Benchmarking Performance and Token Efficiency
Google positions Gemma 4 as “byte for byte, the most capable open models”. This claim is supported by rigorous benchmarking, particularly in the realm of reasoning and token efficiency. In independent evaluations, the 31B Reasoning variant of Gemma 4 scored 39 on the Intelligence Index. While this score trails the Qwen3.5 27B model by three points, the performance metric tells a more nuanced story.
The key differentiator for Gemma 4 is its token efficiency. Despite the slight gap in raw Intelligence Index scores, Gemma 4 31B demonstrates superior efficiency by using approximately 2.5 times fewer output tokens to achieve comparable results. This efficiency has profound implications for deployment costs and latency. Fewer output tokens mean reduced compute requirements, lower cloud inference costs, and faster response times for users. For organizations running models locally, this efficiency translates to less strain on hardware and the ability to handle more complex queries within the same computational budget.
Strategic Implications for the Open AI Ecosystem
The release of Gemma 4 under the Apache 2.0 license represents a strategic pivot for Google in the open-source AI arena. By removing the MAU caps and acceptable use policies that previously restricted commercial use, Google is lowering the barrier to entry for businesses that want to integrate AI into their products without legal ambiguity. This approach contrasts with the restrictive licensing models of some competitors and aligns with the growing demand for truly open, commercially viable AI models.
Furthermore, the emphasis on local deployment capabilities reinforces the importance of data privacy and sovereignty. Enterprises can now run Gemma 4 on their own infrastructure, ensuring that sensitive data never leaves their premises. This is particularly relevant for industries with strict regulatory requirements, such as healthcare, finance, and government, where data leakage is a critical risk. The ability to run advanced models like the 31B and 26B variants locally, thanks to their optimized architectures, makes this a viable option for many organizations.
Availability and Deployment
Gemma 4 is available for immediate use through multiple channels. The models can be accessed via Google Cloud, providing seamless integration for enterprises already using Google’s infrastructure. Additionally, the open-weight nature of the models allows developers to download and run them locally on their own hardware. This flexibility ensures that users can choose the deployment method that best fits their needs, whether it be cloud-based scalability or local privacy and control.

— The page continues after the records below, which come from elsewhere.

PR #5293, opened 2026-09-14
fix(debian): bound the decompressed members of a .deb archive

wagoodman:
a .deb's member sizes are bounded by the archive, but what they decompress to is not: xz and zstd both beat gzip's ~1000:1, so a few KB member can expand without limit... same for the file lists inside control.tar, where the shortest line that still yields a record is a few bytes. 

Here are the specifics on what was changed:

- byte caps on `control.tar` (16MB, it only holds metadata) and `data.tar` (2GB, mirroring `perFileReadLimit`), enforced at read time rather than by truncating. A tar reader treats a truncated stream as a clean end of archive, so cutting the stream silently would hand back a package missing files with no error at all

- record caps on the `md5sums` and `conffiles` listings, and on the copyright files read out of `data.tar`. the byte caps alone don't bound what those accumulate

- only the first `control.tar` and `data.tar` member are read. The budget is per member, so without this a .deb carrying N of them bought N times the budget

- a partial parse keeps the package and reports why rather than dropping it or going quiet. `processControlTar` always returns whatever it managed to parse, and the caller records an unknown plus a warning, since the unknown itself is removed from the SBOM by default once a package lands on the same coordinates

- `parseDpkgMD5Info` and `parseDpkgConffileInfo` return `(records, error)` instead of swallowing scanner errors, which otherwise turn a single long line into an empty file list with nothing logged

## Type of change

## Checklist


syft/pkg/cataloger/debian/package.go
```diff
@@ -202,7 +202,11 @@ func getAdditionalFileListing(resolver file.Resolver, dbLocation file.Location,
 	if md5Reader != nil && md5Location != nil {
 		defer internal.CloseAndLogError(md5Reader, md5Location.AccessPath)
 		// attach the file list
-		files = append(files, parseDpkgMD5Info(md5Reader)...)
+		records, err := parseDpkgMD5Info(md5Reader)
+		if err != nil {
+			log.Warnf("dpkg md5sums file %q: %v", md5Location.RealPath, err)
```
kzantow: Should these `Warn` be `Debug` level? Also the errors logged in this function seem like candidates for unknowns? it looks like MD5 hashes and conf files -- I think a failure to read the former might result in unexpected file ownership? maybe the conf files aren't as important

Same log level comment a few places below in this file and the next 👇

wagoodman: good find, I'll update

kzantow (approved):

PR #546, opened 2023-06-22
JCL-391: switch env var to new dev

timea-solid:
Also, switch log level from info to warn in base module to be consistent in all modules


timea-solid:
Also switched to another prod webId.

NSeydoux (approved):

PR #548, opened 2023-06-23
JCL-371: Integration tests, rdf4j-legacy

NSeydoux:


NSeydoux:
The integration tests have Jena-specific setup in CoreModulesResource, so excluding Jena will necessarily fail.

PR #549, opened 2023-06-23
JCL-371: Integration tests rdf4j

NSeydoux:


NSeydoux:
The integration tests have Jena-specific setup, so excluding Jena necessarily fails them.

PR #550, opened 2023-06-23
JCL-371: integration module, jsonb dependency

NSeydoux:
This enables running the integration tests with the JSON-B module implementing the JSON service.


jsonb/src/main/java/com/inrupt/client/jsonb/JsonbService.java
```diff
@@ -33,20 +33,28 @@
...
+
     private final Jsonb jsonb;
 
     /**
      * Create a JSON-B service.
      */
     public JsonbService() {
         final JsonbConfig config = new JsonbConfig();
-        config.withPropertyNamingStrategy(PropertyNamingStrategy.LOWER_CASE_WITH_DASHES);
+        config.withPropertyNamingStrategy(new LowerCamelCase());
```
langsamu, line 57: This is a very general change.
_All_ JSON-B functionality from now on willuse this new naming strategy.

I have no problem with it, except to note that we'll want to communicate in release notes.

jsonb/src/main/java/com/inrupt/client/jsonb/JsonbService.java
```diff
@@ -76,5 +84,28 @@ public <T> T fromJson(final InputStream input, final Type type) throws IOExcepti
             throw new IOException("Error parsing JSON", ex);
         }
     }
+
+    static class LowerCamelCase implements PropertyNamingStrategy {
```
langsamu, line 88: Do we not have a 'standard' implementation of this naming strategy?

By standard I mean one that we don't have to implement ourselves.

jsonb/src/main/java/com/inrupt/client/jsonb/JsonbService.java
langsamu: On second thought, I do see a problem.

JSON-B has its default naming strategy (whatever that is).
Now we make our JSON-B facilities use a different one from the default.
And it's actually one we've written ourselves.
This might confuse developers.

At minimum I'd like to see this prominently reflected in javadocs.
Possibly I'd like us to reconsider this.

Perhaps the use of this naming strategy belongs on a level different from _the_ JSON-B class?

langsamu (changes requested):
I know I myself suggested the use of a naming strategy for controlling JSON serialization.

However see some comments about this particular implementation.

PR #557, opened 2023-06-27
JCL-264: improved test, formating & documentation

timea-solid:
Minor improvements of integration tests.

### DIFF
--- a/integration/README.md
+++ b/integration/README.md
@@ -1,6 +1,6 @@
 # Integration tests
 
-The integration tests contain two scenarios of tests:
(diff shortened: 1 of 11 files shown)


langsamu (approved):
Curious, why the addition of the user-agent request header to the mocks?

timea-solid:
> Curious, why the addition of the user-agent request header to the mocks?

Desire to be consistent with other mocks. But than again, it is only locally where one would see these. It is just a mere convenience that could be debated away...

PR #558, opened 2023-06-27
JCL-389: removed copyright year from all headers

timea-solid:
In all java classes and in the license text.


NSeydoux (approved):

timea-solid:
Pushed by mistake to this branch something from JCL-403. I reverted it.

For developers interested in experimenting with Gemma 4, the models are available through standard AI model repositories and platforms. The documentation and support materials provided by Google aim to facilitate easy integration and deployment, regardless of the user’s technical expertise. The release of Gemma 4 is not just a technical milestone but a statement of intent from Google DeepMind to lead the open-source AI movement with models that are both powerful and accessible.
Conclusion
Gemma 4 represents a significant leap forward in the capabilities and accessibility of open-weight AI models. With its diverse range of sizes, native multimodality, extended context windows, and superior token efficiency, it offers a compelling alternative to proprietary models. The shift to the Apache 2.0 license removes previous restrictions, enabling unrestricted commercial use and fostering broader adoption. As the AI landscape continues to evolve, Gemma 4 stands out as a model that balances performance, efficiency, and openness, making it a valuable tool for developers and enterprises worldwide.